PR #269, opened 2015-04-15
Added extension method to simplify using SqlBuilder.Templates with Query method

Obalix:
Added the static DapperSqlBuilderMixin class inside the SqlBuilder project to provide SqlSpecific extensions to Dapper.

The first extension method implemented here is a method simplifying the use of SqlBuilder.Template with the Query method. So instead of writing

▬▬▬▬▬▬

Exercise
Retype each entry exactly, missing none.

Task output
PR #269, opened 2015-04-15
Added extension method to simplify using SqlBuilder.Templates with Query method

Obalix:
Added the static DapperSqlBuilderMixin class inside the SqlBuilder project to provide SqlSpecific extensions to Dapper.

The first extension method implemented here is a method simplifying the use of SqlBuilder.Template with the Query method. So instead of writing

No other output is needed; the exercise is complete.